Scritto da , il 2016-11-22, genere incesti

Il mattino seguente mi ritrovai a letto con mia moglie che ancora dormiva ed io con una gran voglia di sesso, in quei giorni però lei aveva le sue cose e quindi invece di invogliarla per una sveltina mi alzai e andai al bagno per prepararmi e magari con una doccia avrei raffreddato i miei bollori.
Quando bussai alla porta una vocina dolce mi disse che era occupato, strano perchè Elena non doveva andare a scuola e quindi a quell'ora cosa ci faceva già alzata ?

"Papi scusami ma mi stavo preparando per scendere, magari se puoi mi dai un passaggio in centro che ho un appuntamento importante con una persona !!"

mi stampò un velocissimo bacio sulle labbra e scappò nella sua stanzetta con le tette al vento ed un'eccitantissima mutandina. Cavolo adesso stavo ancora più male rispetto a prima ma un minuscolo perizoma venne in mio aiuto, lo trovai sul davanzale della finestra e quando lo portai al naso mi accorsi che odorava della sua patatina e con quello pensando a lei mi svuotai dedicandole una sega.

"Piccola ma come ti sei vestita stamattina... questo pantalone stretto mette strani pensieri, per non parlare delle tue tette che sembrano scoppiare... faresti impazzire chiunque !!"

"Hai proprio ragione... ho messo tutto fin troppo in risalto ma sai devo andare dal fotografo di ieri per concludere il servizio fotografico e magari appena mi faccio fotografare ti farò inviare qualche foto così mi dirai come stò !!!"

"Ok tesoro ma già immagino che mi farai venire un cazzo duro mentre le guardo e siccome sono in ufficio non potrò fare nulla per calmare la mia voglia di Te !!!"

"Cosa volevi fare maialone.., magari una sega pensando a me come hai fatto stamattina nel bagno con le mie mutandine ???"

"oopss.. e tu come lo hai capito questo ? quando ho finito le ho rimesse nella cesta dei panni sporchi !!!"

"Si le ho trovate lì ma completamente bagnate di acqua... evidente che dovevi eliminare le tracce di sperma !! devo farti un rimprovero perchè la prossima volta lasciale a me che le pulisco con la mia lingua o magari preferisci venire nella mia bocca ???"

"Basta Elena !!! Adesso stiamo proprio esagerando... non sono neanche trascorse ventiquattro ore da quando ti ho scoperto così troia che... "

"che cosa ??? ma non lo vedi che lo hai duro in questo momento... evidentemente la mia troiaggine deve piacerti un sacco... va beh io scendo quà e magari dopo ti raggiungo in ufficio a bere un pò... Buon Lavoro !!"

Scede dall'auto e si avviò, effettivamente i suoi discorsi e il suo corpo da ragazzina da film porno mi stà sconvolgendo completamente !!
Dopo un paio di ore ho ricevuto nella mail le sue foto, erano scatti per un calendario e le foto erano abbastanza spinte da farmi immaginare l'impossibile...

non è che si tromba il fotografo ??? certo che Enzo è più grande di me di cinque anni e il pensiero che Elena si facesse scopare da lui mi stava assalendo !!
Non volevo crederci di avere una figlia così disponibile a tal punto da portarsi a letto lo zio e me, il suo adorato papino, chissà a che età avrà iniziato per essere così aperta...
L'arrivo di un sms fece illuminare il cellulare e quando lessi quelle parole stavo quasi per venire...

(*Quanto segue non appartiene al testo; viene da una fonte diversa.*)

PR #318, opened 2017-08-08
supplier services page: temporarily disable check for supplier services listing page title

risicle:
We will need to be able to check for variable-composed headings in future which is not something we have figured out how to do yet. Suggestions welcome, but in the meantime I suggest someone merges this.


risicle:
Nice one, ben.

"Papi scusami ma ci vediamo direttamente a casa, Enzo ha chiuso il negozio per dedicarsi meglio a me... approposito hai aperto la mail di agosto ??? guarda bene e dammi un tuo parere !!!"

Chiusi a chiave l'ufficio ed aprii gli allegati e di quelle tre foto l'ultima mi lasciò senza parole... Elena a gambe aperte sul divanetto e con le tette al vento, una manina nella mutandina e con il dito dell'altra mandava un bacietto e accanto a lei uno specchio da dove rifletteva l'immagine di Enzo completamente nudo con il cazzo in erezione mentre le scattava le foto. Allora ciò che io immaginavo era assolutamente vero e più tardi, quando mi ritirai a casa l'attendevo con ansia in attesa di sapere cosa mi avrebbe raccontato.

Quando nel tardo pomeriggio ritornò a casa ero comodamente seduto sul divano in salotto a guardare la televisione. Aveva un sorrisetto malizioso sul suo viso ed io non potevo dire nulla a causa della presenza in casa di mio figlio, magari avrebbe potuto sentirmi.

"Ciao papino tutto bene ??? ma non mi dai un bacino che oggi è il mio compleanno... la tua bambina compie diciotto anni e quindi adesso sono capace di intendere e di volere come voglio io !!!"

Cosa voleva dire con quelle parole la troietta... era chiaro che stava giocando con i doppi sensi per comunicarmi qualcosa.

"Tesoro sono proprio uno sbadato... a momenti dimenticavo che la mia principessa adesso è una gran donna !!"

Avrei voluto dirle altro e magari con le mani pogiate sul suo culo attirarla a me e ficcarle la lingua in bocca, ma forse adesso potevo anche darle un piccolo bacino a timbro sulle labbra visto che Marco era chiuso nella sua stanzetta e non poteva certamente vedermi, però avvicinandomi lei si voltò e mi porse la guancia. Questo suo modo di fare non faceva altro che aumentare la mia eccitazione e la mia erezione ne era la prova, desideravo proprio che in questo momento lo prendesse in mano e mi facesse una gran sega...
Dopo averle rifatto gli auguri mi accorsi che qualcosa non andava e a bassa voce le parlai nell'orecchio.

"Piccola il tuo viso è leggermente appiccicoso e non sento neanche il tuo bellissimo profumo... "

Non finii di concludere cosa stessi dicendo che mi zittì mettendo un dito sulle mie labbra e dalla tasca prese il suo telefonino e caricò la galleria delle immagini...
C'era una foto che la ritraeva con il visino ricoperto di sperma !!!

"Oddio... ma allora sei proprio una monellina, non puoi farmi questo nello stato in cui mi ritrovo adesso, non lo senti quanto è duro... In casa ci stà anche tuo fratello altrimenti credimi se ti dico che ho una voglia matta di scoparti. Questa scommetto che l'ha scattata Enzo il fotografo !!!"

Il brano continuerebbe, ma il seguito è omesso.